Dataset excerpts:
PR #3346, opened 2025-09-21
Added Cloud Build v2 connection module

apichick:
---
**Checklist**


ludoo (approved):

modules/cloud-build-v2-connection/variables.tf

Directions for this task:
Copy every entry exactly, leaving nothing out.

The answer:
PR #3346, opened 2025-09-21
Added Cloud Build v2 connection module

apichick:
---
**Checklist**


ludoo (approved):

modules/cloud-build-v2-connection/variables.tf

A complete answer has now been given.